• **Stored data**
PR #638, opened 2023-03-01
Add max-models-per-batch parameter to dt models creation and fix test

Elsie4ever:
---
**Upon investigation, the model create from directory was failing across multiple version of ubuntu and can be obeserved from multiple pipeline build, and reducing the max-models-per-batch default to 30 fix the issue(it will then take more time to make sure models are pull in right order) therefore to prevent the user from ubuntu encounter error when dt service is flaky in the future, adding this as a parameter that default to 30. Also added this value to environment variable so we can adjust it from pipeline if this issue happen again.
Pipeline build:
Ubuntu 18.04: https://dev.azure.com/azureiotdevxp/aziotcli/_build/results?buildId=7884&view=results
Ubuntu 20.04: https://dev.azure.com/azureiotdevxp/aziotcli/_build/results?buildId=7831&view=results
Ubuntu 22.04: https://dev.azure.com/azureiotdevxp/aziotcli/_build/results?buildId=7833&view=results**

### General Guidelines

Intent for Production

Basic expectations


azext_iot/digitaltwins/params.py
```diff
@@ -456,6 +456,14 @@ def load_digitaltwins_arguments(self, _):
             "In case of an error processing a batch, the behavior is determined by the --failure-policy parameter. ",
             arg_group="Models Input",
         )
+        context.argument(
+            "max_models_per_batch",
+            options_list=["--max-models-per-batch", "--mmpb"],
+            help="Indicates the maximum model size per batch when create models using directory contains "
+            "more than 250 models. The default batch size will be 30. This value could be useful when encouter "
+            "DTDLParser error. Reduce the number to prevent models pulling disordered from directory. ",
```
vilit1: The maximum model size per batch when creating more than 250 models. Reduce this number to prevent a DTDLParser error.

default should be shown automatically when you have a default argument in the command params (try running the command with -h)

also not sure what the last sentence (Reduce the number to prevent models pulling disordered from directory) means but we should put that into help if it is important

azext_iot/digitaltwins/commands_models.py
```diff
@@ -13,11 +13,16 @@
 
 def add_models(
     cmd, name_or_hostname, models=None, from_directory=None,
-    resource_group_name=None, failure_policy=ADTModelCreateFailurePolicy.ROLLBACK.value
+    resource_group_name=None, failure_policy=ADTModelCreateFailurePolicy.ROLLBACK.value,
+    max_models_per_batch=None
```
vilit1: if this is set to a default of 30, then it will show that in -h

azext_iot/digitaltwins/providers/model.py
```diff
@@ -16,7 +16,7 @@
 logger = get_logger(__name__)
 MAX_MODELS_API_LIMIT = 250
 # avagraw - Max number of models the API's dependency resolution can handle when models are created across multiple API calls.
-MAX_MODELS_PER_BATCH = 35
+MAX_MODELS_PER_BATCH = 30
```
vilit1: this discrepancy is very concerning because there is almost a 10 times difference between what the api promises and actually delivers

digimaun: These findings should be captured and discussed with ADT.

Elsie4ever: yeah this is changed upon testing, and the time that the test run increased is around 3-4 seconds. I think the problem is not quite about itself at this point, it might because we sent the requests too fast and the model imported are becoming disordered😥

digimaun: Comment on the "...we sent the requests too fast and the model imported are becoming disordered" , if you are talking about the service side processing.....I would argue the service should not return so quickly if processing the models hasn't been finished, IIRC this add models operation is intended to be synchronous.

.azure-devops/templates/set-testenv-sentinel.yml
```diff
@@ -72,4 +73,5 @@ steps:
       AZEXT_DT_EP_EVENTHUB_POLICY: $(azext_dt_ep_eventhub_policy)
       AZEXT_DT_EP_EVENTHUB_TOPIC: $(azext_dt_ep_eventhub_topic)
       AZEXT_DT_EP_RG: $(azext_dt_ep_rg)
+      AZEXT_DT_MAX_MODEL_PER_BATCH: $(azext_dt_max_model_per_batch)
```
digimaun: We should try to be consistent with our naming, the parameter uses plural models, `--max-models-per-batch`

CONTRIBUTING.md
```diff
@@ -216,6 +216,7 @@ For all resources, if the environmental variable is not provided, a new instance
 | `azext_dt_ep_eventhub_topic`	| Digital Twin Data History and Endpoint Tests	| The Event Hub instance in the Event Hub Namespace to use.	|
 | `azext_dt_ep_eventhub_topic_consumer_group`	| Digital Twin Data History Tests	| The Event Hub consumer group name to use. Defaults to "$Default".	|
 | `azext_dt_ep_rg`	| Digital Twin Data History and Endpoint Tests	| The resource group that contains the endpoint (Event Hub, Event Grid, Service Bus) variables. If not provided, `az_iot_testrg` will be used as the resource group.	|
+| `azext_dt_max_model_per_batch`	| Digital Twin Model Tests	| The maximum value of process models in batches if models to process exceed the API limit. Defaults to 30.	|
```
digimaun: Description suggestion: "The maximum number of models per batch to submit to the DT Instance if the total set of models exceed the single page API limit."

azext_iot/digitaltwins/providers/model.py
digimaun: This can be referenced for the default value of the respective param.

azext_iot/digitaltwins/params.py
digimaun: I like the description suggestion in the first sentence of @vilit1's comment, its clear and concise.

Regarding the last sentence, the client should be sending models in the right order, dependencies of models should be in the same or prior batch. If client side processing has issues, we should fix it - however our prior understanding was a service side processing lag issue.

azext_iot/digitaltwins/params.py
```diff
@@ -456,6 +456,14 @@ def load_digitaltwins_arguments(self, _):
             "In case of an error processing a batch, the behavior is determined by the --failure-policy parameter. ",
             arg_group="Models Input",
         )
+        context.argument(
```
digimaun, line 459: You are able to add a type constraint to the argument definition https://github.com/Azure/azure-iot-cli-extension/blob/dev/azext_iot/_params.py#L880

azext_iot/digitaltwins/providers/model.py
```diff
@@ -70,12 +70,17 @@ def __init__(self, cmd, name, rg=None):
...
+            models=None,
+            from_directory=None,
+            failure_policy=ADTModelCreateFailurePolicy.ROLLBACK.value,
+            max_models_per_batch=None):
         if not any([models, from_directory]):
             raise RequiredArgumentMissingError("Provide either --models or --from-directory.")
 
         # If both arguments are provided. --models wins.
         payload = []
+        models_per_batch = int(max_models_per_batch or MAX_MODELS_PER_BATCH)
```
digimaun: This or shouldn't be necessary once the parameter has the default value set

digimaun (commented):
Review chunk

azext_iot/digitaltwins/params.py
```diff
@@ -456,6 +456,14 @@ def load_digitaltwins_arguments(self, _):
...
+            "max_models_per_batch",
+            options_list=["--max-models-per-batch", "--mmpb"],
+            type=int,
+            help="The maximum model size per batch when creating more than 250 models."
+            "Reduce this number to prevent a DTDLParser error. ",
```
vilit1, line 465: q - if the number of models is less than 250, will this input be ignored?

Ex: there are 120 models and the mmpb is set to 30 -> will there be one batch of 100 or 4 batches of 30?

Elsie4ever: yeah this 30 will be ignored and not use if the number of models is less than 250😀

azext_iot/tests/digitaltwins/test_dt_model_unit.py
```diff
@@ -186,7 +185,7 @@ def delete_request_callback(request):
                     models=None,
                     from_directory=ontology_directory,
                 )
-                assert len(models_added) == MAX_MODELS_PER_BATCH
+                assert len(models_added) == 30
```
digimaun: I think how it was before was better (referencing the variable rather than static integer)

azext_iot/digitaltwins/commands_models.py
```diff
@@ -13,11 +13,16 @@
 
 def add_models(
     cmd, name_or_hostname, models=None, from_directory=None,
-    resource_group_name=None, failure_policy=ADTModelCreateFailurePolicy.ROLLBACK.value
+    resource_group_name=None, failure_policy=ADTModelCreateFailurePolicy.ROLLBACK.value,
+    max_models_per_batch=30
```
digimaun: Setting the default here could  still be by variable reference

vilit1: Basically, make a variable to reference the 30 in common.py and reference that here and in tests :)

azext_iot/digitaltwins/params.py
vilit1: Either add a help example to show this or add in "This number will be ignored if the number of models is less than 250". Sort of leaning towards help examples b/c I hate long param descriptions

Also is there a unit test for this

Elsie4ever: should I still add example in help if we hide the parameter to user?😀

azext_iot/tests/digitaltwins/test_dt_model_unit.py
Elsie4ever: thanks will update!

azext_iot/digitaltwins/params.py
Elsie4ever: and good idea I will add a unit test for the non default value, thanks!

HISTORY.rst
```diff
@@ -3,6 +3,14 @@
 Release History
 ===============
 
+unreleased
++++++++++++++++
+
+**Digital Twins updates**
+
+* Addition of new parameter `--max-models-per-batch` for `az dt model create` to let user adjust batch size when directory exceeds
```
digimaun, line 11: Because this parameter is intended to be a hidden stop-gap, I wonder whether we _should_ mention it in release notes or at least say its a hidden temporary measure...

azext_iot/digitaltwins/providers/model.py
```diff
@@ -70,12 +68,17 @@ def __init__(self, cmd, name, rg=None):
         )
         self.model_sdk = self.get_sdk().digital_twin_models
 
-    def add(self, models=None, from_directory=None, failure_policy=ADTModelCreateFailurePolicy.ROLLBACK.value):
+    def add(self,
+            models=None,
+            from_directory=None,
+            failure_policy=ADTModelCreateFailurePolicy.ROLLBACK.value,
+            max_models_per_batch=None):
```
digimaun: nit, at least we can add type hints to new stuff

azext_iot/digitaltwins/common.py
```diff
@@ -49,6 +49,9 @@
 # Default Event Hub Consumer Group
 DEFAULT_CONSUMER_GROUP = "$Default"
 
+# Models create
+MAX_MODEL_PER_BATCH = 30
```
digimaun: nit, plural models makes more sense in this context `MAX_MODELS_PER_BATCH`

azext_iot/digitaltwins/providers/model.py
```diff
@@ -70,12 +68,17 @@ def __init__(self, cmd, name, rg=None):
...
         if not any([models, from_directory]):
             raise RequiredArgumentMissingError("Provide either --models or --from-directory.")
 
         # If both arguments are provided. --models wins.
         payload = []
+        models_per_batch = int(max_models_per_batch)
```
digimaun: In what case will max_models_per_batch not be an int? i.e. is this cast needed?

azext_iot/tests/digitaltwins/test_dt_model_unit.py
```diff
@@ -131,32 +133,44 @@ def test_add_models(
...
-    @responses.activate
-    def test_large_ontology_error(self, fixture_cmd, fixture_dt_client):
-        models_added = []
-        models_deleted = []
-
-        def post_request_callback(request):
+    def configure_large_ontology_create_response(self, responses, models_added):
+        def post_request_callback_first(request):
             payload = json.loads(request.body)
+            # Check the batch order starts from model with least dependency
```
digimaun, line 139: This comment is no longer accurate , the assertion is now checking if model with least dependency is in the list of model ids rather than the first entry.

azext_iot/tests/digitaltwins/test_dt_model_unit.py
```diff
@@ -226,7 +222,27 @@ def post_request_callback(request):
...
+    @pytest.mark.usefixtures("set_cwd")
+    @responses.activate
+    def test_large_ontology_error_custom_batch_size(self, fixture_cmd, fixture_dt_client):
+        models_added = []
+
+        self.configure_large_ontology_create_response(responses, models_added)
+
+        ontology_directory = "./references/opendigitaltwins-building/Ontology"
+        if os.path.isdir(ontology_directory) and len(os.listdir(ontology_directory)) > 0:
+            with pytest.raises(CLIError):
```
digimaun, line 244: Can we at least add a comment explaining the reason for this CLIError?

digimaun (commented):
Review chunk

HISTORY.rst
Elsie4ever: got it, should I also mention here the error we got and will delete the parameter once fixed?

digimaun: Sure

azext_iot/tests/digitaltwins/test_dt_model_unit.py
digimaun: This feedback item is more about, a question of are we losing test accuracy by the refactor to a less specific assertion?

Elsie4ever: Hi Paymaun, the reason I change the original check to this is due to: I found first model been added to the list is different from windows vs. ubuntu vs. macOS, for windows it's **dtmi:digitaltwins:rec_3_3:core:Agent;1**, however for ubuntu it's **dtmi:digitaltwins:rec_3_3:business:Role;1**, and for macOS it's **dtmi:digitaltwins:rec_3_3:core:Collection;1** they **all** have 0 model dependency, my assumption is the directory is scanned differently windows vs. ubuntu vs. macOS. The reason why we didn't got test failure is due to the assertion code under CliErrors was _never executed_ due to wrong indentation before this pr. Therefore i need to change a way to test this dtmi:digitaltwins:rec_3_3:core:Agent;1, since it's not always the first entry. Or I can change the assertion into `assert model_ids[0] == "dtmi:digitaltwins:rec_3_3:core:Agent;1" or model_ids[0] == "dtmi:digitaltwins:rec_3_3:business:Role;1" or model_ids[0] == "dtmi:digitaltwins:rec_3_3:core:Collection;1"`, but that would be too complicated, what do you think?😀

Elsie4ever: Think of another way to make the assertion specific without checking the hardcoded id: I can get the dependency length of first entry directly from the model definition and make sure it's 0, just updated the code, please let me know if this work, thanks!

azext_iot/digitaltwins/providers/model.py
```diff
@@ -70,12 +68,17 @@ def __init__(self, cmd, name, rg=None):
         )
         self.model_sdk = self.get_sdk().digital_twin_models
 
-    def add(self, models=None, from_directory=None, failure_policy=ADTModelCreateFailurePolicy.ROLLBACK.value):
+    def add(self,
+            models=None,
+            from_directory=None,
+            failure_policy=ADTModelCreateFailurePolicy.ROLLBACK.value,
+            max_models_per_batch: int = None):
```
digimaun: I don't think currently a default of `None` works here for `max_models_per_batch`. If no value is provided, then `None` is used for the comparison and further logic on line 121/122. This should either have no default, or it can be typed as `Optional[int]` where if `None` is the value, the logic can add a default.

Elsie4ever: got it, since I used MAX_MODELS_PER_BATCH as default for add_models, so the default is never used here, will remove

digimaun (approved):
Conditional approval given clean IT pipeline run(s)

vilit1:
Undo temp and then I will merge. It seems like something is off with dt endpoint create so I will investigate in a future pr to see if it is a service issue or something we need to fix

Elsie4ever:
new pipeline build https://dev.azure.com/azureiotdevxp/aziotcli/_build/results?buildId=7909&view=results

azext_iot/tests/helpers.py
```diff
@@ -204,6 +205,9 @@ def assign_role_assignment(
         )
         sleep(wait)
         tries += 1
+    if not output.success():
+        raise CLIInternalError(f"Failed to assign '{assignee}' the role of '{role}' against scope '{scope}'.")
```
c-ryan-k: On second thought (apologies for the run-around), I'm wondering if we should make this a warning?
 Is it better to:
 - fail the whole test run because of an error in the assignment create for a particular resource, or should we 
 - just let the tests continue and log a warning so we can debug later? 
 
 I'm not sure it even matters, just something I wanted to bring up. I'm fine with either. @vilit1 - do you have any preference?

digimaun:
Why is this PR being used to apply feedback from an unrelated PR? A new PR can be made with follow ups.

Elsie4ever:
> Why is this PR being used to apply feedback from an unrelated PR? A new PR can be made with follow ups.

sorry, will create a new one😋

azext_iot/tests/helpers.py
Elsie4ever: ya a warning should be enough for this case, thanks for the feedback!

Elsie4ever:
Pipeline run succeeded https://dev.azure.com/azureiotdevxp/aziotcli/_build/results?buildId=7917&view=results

• **Goal of the exercise**
How many of the lines above hold the word "responses"? Answer with only the number.

• **Written reply**
4